WORK REQUIRED: Set down the records again, keeping each line exactly as it is.

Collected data

=== Section Start ===

PR #5007, opened 2026-05-26
fix(core): guard proxied agent subscriptions

Tushar-Khandelwal-2004:
## Summary

-> Fixes issue #5000 where provisional agents created via `useAgent()` could crash when `agent.subscribe()` was called immediately after mount.
-> The root cause was that `ProxiedCopilotRuntimeAgent.subscribe()` could access AG-UI subscriber bookkeeping before the internal `subscribers` array had been initialized. This change ensures subscriber storage is always normalized before subscriptions are forwarded, making `subscribe()` safe to call as soon as the agent instance is available.

## Changes

-> Normalize subscriber storage during `ProxiedCopilotRuntimeAgent` initialization.
-> Override `subscribe()` to defensively restore missing subscriber state before delegating to AG-UI.
-> Add guards around intelligence-mode subscriber forwarding when `this.subscribers` is undefined.
-> Add a regression test covering missing subscriber initialization and validating subscribe/unsubscribe behavior.

## Testing

-> Added regression coverage in:
`src/__tests__/proxied-runtime-transport.test.ts`

-> Verified:
    -> `@copilotkit/core:test`
    -> `@copilotkit/core:build --excludeTaskDependencies`

### DIFF
--- a/packages/core/src/__tests__/proxied-runtime-transport.test.ts
+++ b/packages/core/src/__tests__/proxied-runtime-transport.test.ts
@@ -235,6 +235,26 @@ describe("ProxiedCopilotRuntimeAgent capabilities", () => {
   });
 });
 
+describe("ProxiedCopilotRuntimeAgent subscribers", () => {
+  it("repairs missing subscriber storage before subscribing", () => {
+    const agent = new ProxiedCopilotRuntimeAgent({
+      runtimeUrl: "http://localhost:3000",
+      agentId: "test-agent",
+      description: "Test agent",
+    });
+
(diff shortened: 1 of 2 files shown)


BenTaylorDev:
Thanks @Tushar-Khandelwal-2004. Closing this one — `AbstractAgent`'s constructor always initializes `subscribers = []` before any subclass/proxied code runs, so `subscribe()` can't hit an undefined `subscribers` on a freshly-constructed agent; the guard isn't reachable in practice. The underlying ask from #5000 (a safe readiness check) is already covered by the `isReady` flag now exported from `useAgent` on main. Appreciate the contribution.

PR #5025, opened 2026-05-26
fix: two-arg z.record for Zod 4 compatibility in MCP Apps schemas

### LINKED ISSUE #4295: MCPAppsActivityContentSchema uses deprecated single-arg z.record (Zod 4)
## Summary

`MCPAppsActivityContentSchema` in `@copilotkit/react-core` defines `toolInput` with the single-argument form of `z.record()`, which Zod 4 [explicitly removed](https://zod.dev/v4/changelog#drops-single-argument-usage). The schema appears valid until a non-empty `toolInput` reaches it, at which point Zod 4 throws `Cannot read properties of undefined (reading '_zod')` while trying to walk the nonexistent `valueType`.

## Affected version

- `@copilotkit/react-core@1.56.3` (likely earlier 1.56.x too)
- ships with `zod@^4.x` resolved (`zod@4.3.6` in my install)

## Where

`@copilotkit/react-core/dist/copilotkit-By2G6-Zx.cjs` around line 1630:

\`\`\`js
const MCPAppsActivityContentSchema = zod.z.object({
  result: zod.z.object({
    content: zod.z.array(zod.z.any()).optional(),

=== Section End ===

EXERCISE RESPONSE:
PR #5007, opened 2026-05-26
fix(core): guard proxied agent subscriptions

Tushar-Khandelwal-2004:
## Summary

-> Fixes issue #5000 where provisional agents created via `useAgent()` could crash when `agent.subscribe()` was called immediately after mount.
-> The root cause was that `ProxiedCopilotRuntimeAgent.subscribe()` could access AG-UI subscriber bookkeeping before the internal `subscribers` array had been initialized. This change ensures subscriber storage is always normalized before subscriptions are forwarded, making `subscribe()` safe to call as soon as the agent instance is available.

## Changes

-> Normalize subscriber storage during `ProxiedCopilotRuntimeAgent` initialization.
-> Override `subscribe()` to defensively restore missing subscriber state before delegating to AG-UI.
-> Add guards around intelligence-mode subscriber forwarding when `this.subscribers` is undefined.
-> Add a regression test covering missing subscriber initialization and validating subscribe/unsubscribe behavior.

## Testing

-> Added regression coverage in:
`src/__tests__/proxied-runtime-transport.test.ts`

-> Verified:
    -> `@copilotkit/core:test`
    -> `@copilotkit/core:build --excludeTaskDependencies`

### DIFF
--- a/packages/core/src/__tests__/proxied-runtime-transport.test.ts
+++ b/packages/core/src/__tests__/proxied-runtime-transport.test.ts
@@ -235,6 +235,26 @@ describe("ProxiedCopilotRuntimeAgent capabilities", () => {
   });
 });
 
+describe("ProxiedCopilotRuntimeAgent subscribers", () => {
+  it("repairs missing subscriber storage before subscribing", () => {
+    const agent = new ProxiedCopilotRuntimeAgent({
+      runtimeUrl: "http://localhost:3000",
+      agentId: "test-agent",
+      description: "Test agent",
+    });
+
(diff shortened: 1 of 2 files shown)


BenTaylorDev:
Thanks @Tushar-Khandelwal-2004. Closing this one — `AbstractAgent`'s constructor always initializes `subscribers = []` before any subclass/proxied code runs, so `subscribe()` can't hit an undefined `subscribers` on a freshly-constructed agent; the guard isn't reachable in practice. The underlying ask from #5000 (a safe readiness check) is already covered by the `isReady` flag now exported from `useAgent` on main. Appreciate the contribution.

PR #5025, opened 2026-05-26
fix: two-arg z.record for Zod 4 compatibility in MCP Apps schemas

### LINKED ISSUE #4295: MCPAppsActivityContentSchema uses deprecated single-arg z.record (Zod 4)
## Summary

`MCPAppsActivityContentSchema` in `@copilotkit/react-core` defines `toolInput` with the single-argument form of `z.record()`, which Zod 4 [explicitly removed](https://zod.dev/v4/changelog#drops-single-argument-usage). The schema appears valid until a non-empty `toolInput` reaches it, at which point Zod 4 throws `Cannot read properties of undefined (reading '_zod')` while trying to walk the nonexistent `valueType`.

## Affected version

- `@copilotkit/react-core@1.56.3` (likely earlier 1.56.x too)
- ships with `zod@^4.x` resolved (`zod@4.3.6` in my install)

## Where

`@copilotkit/react-core/dist/copilotkit-By2G6-Zx.cjs` around line 1630:

\`\`\`js
const MCPAppsActivityContentSchema = zod.z.object({
  result: zod.z.object({
    content: zod.z.array(zod.z.any()).optional(),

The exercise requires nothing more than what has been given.